__Collected data__:
------------------------------------------------------------

PR #602, opened 2022-06-03
[14.0][FIX] remove PyPDF2 dependency.

LoisRForgeFlow:
PyPDF2 dependency is already included in odoo CE requirements.

Forward port of https://github.com/OCA/edi/pull/601

### DIFF
--- a/base_ubl/__manifest__.py
+++ b/base_ubl/__manifest__.py
@@ -10,6 +10,6 @@
     "author": "Akretion,Onestein,Odoo Community Association (OCA)",
     "website": "https://github.com/OCA/edi",
     "depends": ["uom_unece", "account_tax_unece", "base_vat", "pdf_helper"],
-    "external_dependencies": {"python": ["PyPDF2"]},
+    "external_dependencies": {"python": ["PyPDF2<=1.28.4"]},
     "installable": True,
 }
--- a/pdf_helper/__manifest__.py
+++ b/pdf_helper/__manifest__.py
@@ -15,5 +15,5 @@
     "depends": [
         "base",
     ],
-    "external_dependencies": {"python": ["PyPDF2"]},
+    "external_dependencies": {"python": ["PyPDF2<=1.28.4"]},
 }
--- a/requirements.txt
+++ b/requirements.txt
@@ -6,7 +6,7 @@ invoice2data
 ovh
 pdfplumber
 phonenumbers
-PyPDF2
+PyPDF2<=1.28.4
 pyyaml
 regex
 requests


bosd (approved):
LGTM
Requurement is also satisfied in pdf_helper

GSLabIt (approved):

francesco-ooops:
@etobella @simahawk could this be merged? it's blocking our local repos

are tests broken due to this PR?

etobella:
@LoisRForgeFlow Can you test locally if you have the same error?

GSLabIt:
> @LoisRForgeFlow Can you test locally if you have the same error?

The error is raised since `PyPDF2 - 2.1.0`:

 ```
[531](https://github.com/.../runs/6779205686?check_suite_focus=true#step:5:532)
  File "/github/home/odoo-14.0/odoo-bin", line 5, in <module>
[532](https://github.com/.../runs/6779205686?check_suite_focus=true#step:5:533)
    import odoo
[533](https://github.com/.../runs/6779205686?check_suite_focus=true#step:5:534)
  File "/github/home/odoo-14.0/odoo/__init__.py", line 84, in <module>
[534](https://github.com/../runs/6779205686?check_suite_focus=true#step:5:535)
    PyPDF2.filters.decompress = _decompress
[535](https://github.com/.../runs/6779205686?check_suite_focus=true#step:5:536)
AttributeError: module 'PyPDF2' has no attribute 'filters'
[536](https://github.com/.../runs/6779205686?check_suite_focus=true#step:5:537)
```

**Review by alan196 — APPROVED** [review]
👍 Technical review

**Comment by francesco-ooops** [comment]
@LoisRForgeFlow could you take a look?

**Comment by francesco-ooops** [comment]
@LoisRForgeFlow could you take a look? :)

**Comment by GSLabIt** [comment]
@etobella any chance to merge it?

**Comment by etobella** [comment]
Tests are failing

**Comment by GSLabIt** [comment]
> Tests are failing

ok, it seems that need PyPDF version different from the one in odoo requirements, but it is breaking other modules that depends from this repo. 

Any chance to use PyPDF < 2.1.0?

**Comment by GSLabIt** [comment]
> Tests are failing

It seems other pr tests are failing as well, have a look at: https://github.com/OCA/edi/runs/6829375584?check_suite_focus=true#step:8:1120

**Comment by simahawk** [comment]
Why don't we pin the right version then?
IMO having python dependencies that are explicitly used in a module and not declared is a bug.

**Comment by LoisRForgeFlow** [comment]
> Why don't we pin the right version then? IMO having python dependencies that are explicitly used in a module and not declared is a bug.

It was the first fix I did, see https://github.com/OCA/edi/pull/601#pullrequestreview-993830447. However I found it is an standard Odoo dependency, so I don't see why it should be different here.

**Comment by LoisRForgeFlow** [comment]
Rebase done after #614 is merged.

**Comment by simahawk** [comment]
It must be here. This is a python pkg that is a direct requirement for the module. 
If you support only version xyz then pin this version here.
By removing it you are just hiding the dependencies and you are not documenting the fact that you support only version xyz.

**Review by simahawk — CHANGES_REQUESTED** [review]
see former msg

**Comment by GSLabIt** [comment]
> It must be here. This is a python pkg that is a direct requirement for the module.
> If you support only version xyz then pin this version here.
> By removing it you are just hiding the dependencies and you are not documenting the fact that you support only version xyz.

It seems issue has been raised since pyPDF moved to 2.1.0, pinning version < 2.1.0 should do the job.

**Comment by etobella** [comment]
Well, the right approach would be to pin the exact same version we have on odoo, and all should be fixed then

**Comment by LoisRForgeFlow** [comment]
> It must be here. This is a python pkg that is a direct requirement for the module.
If you support only version xyz then pin this version here.
By removing it you are just hiding the dependencies and you are not documenting the fact that you support only version xyz.

@simahawk  So, for instance if I have a module that depends on `xlrd` that it is an odoo standard requirement, it should be also listed in an OCA moudule using the library? Isn't this a bit redundant?

**Comment by LoisRForgeFlow** [comment]
> > It must be here. This is a python pkg that is a direct requirement for the module.
> > If you support only version xyz then pin this version here.
> > By removing it you are just hiding the dependencies and you are not documenting the fact that you support only version xyz.
> 
> It seems issue has been raised since pyPDF moved to 2.1.0, pinning version < 2.1.0 should do the job.

If we go this way, I would suggest to pin 1.26.0 to match [odoo requirements](https://github.com/odoo/odoo/blob/15.0/requirements.txt#L30).

**Comment by GSLabIt** [comment]
> So, for instance if I have a module that depends on `xlrd` that it an odoo standard requirement, it should be also listed in an OCA moudule using the library? Isn't this a bit redundant?

I think it needs to be added in case version needed is different from the odoo standard requirements, is this the case?

**Comment by LoisRForgeFlow** [comment]
> > So, for instance if I have a module that depends on `xlrd` that it an odoo standard requirement, it should be also listed in an OCA moudule using the library? Isn't this a bit redundant?
> 
> I think it needs to be added in case version needed is different from the odoo standard requirements, is this the case?

It is not the case, and if the version is different we would not be respecting Odoo requirements, which doesn't sound correct to me either.

**Comment by simahawk** [comment]
> > It must be here. This is a python pkg that is a direct requirement for the module.
> > If you support only version xyz then pin this version here.
> > By removing it you are just hiding the dependencies and you are not documenting the fact that you support only version xyz.
> 
> @simahawk So, for instance if I have a module that depends on `xlrd` that it is an odoo standard requirement, it should be also listed in an OCA moudule using the library? Isn't this a bit redundant?

it's not redundant, it's explicit.

Regarding which version to pin: be flexible and pin a range if possible.

**Comment by simahawk** [comment]
> requirements

You'll notice that another version is required and you'll be forced to test it and support it in these modules if needed.

**Comment by LoisRForgeFlow** [comment]
> > > It must be here. This is a python pkg that is a direct requirement for the module.
> > > If you support only version xyz then pin this version here.
> > > By removing it you are just hiding the dependencies and you are not documenting the fact that you support only version xyz.
> > 
> > 
> > @simahawk So, for instance if I have a module that depends on `xlrd` that it is an odoo standard requirement, it should be also listed in an OCA moudule using the library? Isn't this a bit redundant?
> 
> it's not redundant, it's explicit.
> 
> Regarding which version to pin: be flexible and pin a range if possible.

But why?, there a lot of modules in OCA that depend on standard python odoo dependencies and do not explicitly list them. It is like depending on "base" module in any module.

**Comment by simahawk** [comment]
> > > @simahawk So, for instance if I have a module that depends on `xlrd` that it is an odoo standard requirement, it should be also listed in an OCA moudule using the library? Isn't this a bit redundant?
> > 
> > 
> > it's not redundant, it's explicit.
> > Regarding which version to pin: be flexible and pin a range if possible.
> 
> But why?, there a lot of modules in OCA that depend on standard python odoo dependencies and do not explicitly list them. It is like depending on "base" module in any module.

Then they are wrong from my pov. If it is a python a **direct** dep it should be documented. With "direct" I mean that you type `from foo import bar` -> `foo` must be documented.

**Comment by LoisRForgeFlow** [comment]
@simahawk I don't really have an strong opinion, so let's follow your suggestion. Please, review again.

**Review by simahawk — APPROVED** [review]

**Comment by LoisRForgeFlow** [comment]
@simahawk All green, merge :rocket: ?

File: base_ubl/__manifest__.py [hunk 1]
```diff
@@ -10,6 +10,6 @@
     "author": "Akretion,Onestein,Odoo Community Association (OCA)",
     "website": "https://github.com/OCA/edi",
     "depends": ["uom_unece", "account_tax_unece", "base_vat", "pdf_helper"],
-    "external_dependencies": {"python": ["PyPDF2"]},
+    "external_dependencies": {"python": ["PyPDF2<=1.28.4"]},
```
sbidoul, line 13:
```suggestion
    "external_dependencies": {"python": ["PyPDF2<2"]},
```

sbidoul: But actually, what happens if we simply leave "PyPDF2". Since it is already installed, pip should not upgrade it.

Could you try that so I can see the test log ?

sbidoul (commented):
But I don't understand why this change is necessary. In the log we see pip saying "requirement already installed", so it should not upgrade even if we don't set the upper bound.

GSLabIt:
> But I don't understand why this change is necessary. In the log we see pip saying "requirement already installed", so it should not upgrade even if we don't set the upper bound.

Our module depends from this repo and it raise an error, see:

https://github.com/OCA/edi/pull/602#issuecomment-1150009088

sbidoul:
> Our module depends from this repo and it raise an error, see:

@GSLabIt what module is that ? Can I see the install log ?

I mean, if base_ubl has no specific constraint on the PyPDF2 version it must **not** set an upper bound in its dependencies.

sbidoul:
(sorry missed a **not** word in the previous comment - updated)

GSLabIt:
> > Our module depends from this repo and it raise an error, see:
> 
> @GSLabIt what module is that ? Can I see the install log ?
> 
> I mean, if base_ubl has no specific constraint on the PyPDF2 version it must **not** set an upper bound in its dependencies.

It is a custom module for commission, it depends from sale-workflow repo, that depends from this repo. And since PyPDF 2.1.0 we're experiencing this issue. What happen is that, if not pinned, PyPDF will be updated to latest version, raising the issue.

sbidoul:
Ok, but the line that cause problem is in Odoo itself, not in base_ubl.
So there is nothing to change in base_ubl, and you should look at your install process why it did upgrade PyPDF2 and pin there if needed, but not here.

sbidoul (changes requested):
The issue does not seem to be related to base_ubl nor pdf_helper.

GSLabIt:
> Ok, but the line that cause problem is in Odoo itself, not in base_ubl.
> So there is nothing to change in base_ubl, and you should look at your install process why it did upgrade and pin there if needed, but not here.

I'm not getting ur point. We don't have any module with depends directly from this repo, neither other modules dependencies. 
One or more modules in sale-workflow depends on this repo; so while running tests, and runbots (using old oca modules version),  it install as first PyPDF from odoo requirements then install the one referenced in this repo requirements. 

So what i should do? it seems i can't do nothing, i've added PyPDF in my repo but still having the issue because version 2.1.0 will get installed.  

So i really don't know what to do; need to depend from sale-workflow but it comes out with this issue. 

if you have any hint it will be appreciated.

sbidoul:
@GSLabIt without knowning how you install I can't really help. 

If you do `pip install -r odoo-requirements.txt` it will install the PyPDF2 version that Odoo wants. Then if you do `pip install PyPDF2` pip should say `requirement already satisfied`.

Maybe you do it in the other order ? Or you `pip install --upgrade` somewhere ?

GSLabIt:
> @GSLabIt without knowning how you install I can't really help.
> 
> If you do `pip install -r odoo-requirements.txt` it will install the PyPDF2 version that Odoo wants. Then if you do `pip install PyPDF2` pip should say `requirement already satisfied`.
> 
> Maybe you do it in the other order ? Or you `pip install --upgrade` somewhere ?

Order is odoo first than other repos. and nope, double checked and we do not have `pip install --upgrade`

GSLabIt:
> @GSLabIt without knowning how you install I can't really help.
> 
> If you do `pip install -r odoo-requirements.txt` it will install the PyPDF2 version that Odoo wants. Then if you do `pip install PyPDF2` pip should say `requirement already satisfied`.
> 
> Maybe you do it in the other order ? Or you `pip install --upgrade` somewhere ?

At the end of the day, what's the problem to add `PyPDF2<2` in requirements on this repo?

sbidoul:
> At the end of the day, what's the problem to add PyPDF2<2 in requirements on this repo?

Because pinning / bounding requirements when not necessary cause unresolvable version conflicts down the line.
And as you can see in the installation log of this repo, pip says `requirement already installed` so the current config is not an issue.

We really need to understand what is going wrong in your installation process. Searching for pypdf2 in your installaiton logs should help.

GSLabIt:
> > At the end of the day, what's the problem to add PyPDF2<2 in requirements on this repo?
> 
> Because pinning / bounding requirements when not necessary cause unresolvable version conflicts down the line. And as you can see in the installation log of this repo, pip says `requirement already installed` so the current config is not an issue.
> 
> We really need to understand what is going wrong in your installation process. Searching for pypdf2 in your installaiton logs should help.

I finally found the issue, it is on clone_oca_dependencies:

https://github.com/OCA/maintainer-quality-tools/blob/d705b9d68abd2616ad786bd29f760ee0ca182692/travis/clone_oca_dependencies#L119

michelerusti:
I'm experiencing a similar issue on local repos, caused by the same non-pinned version. I too would like his to be merged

------------------------------------------------------------

__TASK PROMPT__: Across the preceding records, count the lines with the word "modules" in them and give that figure alone.

__REPLY TO THE EXERCISE__: 6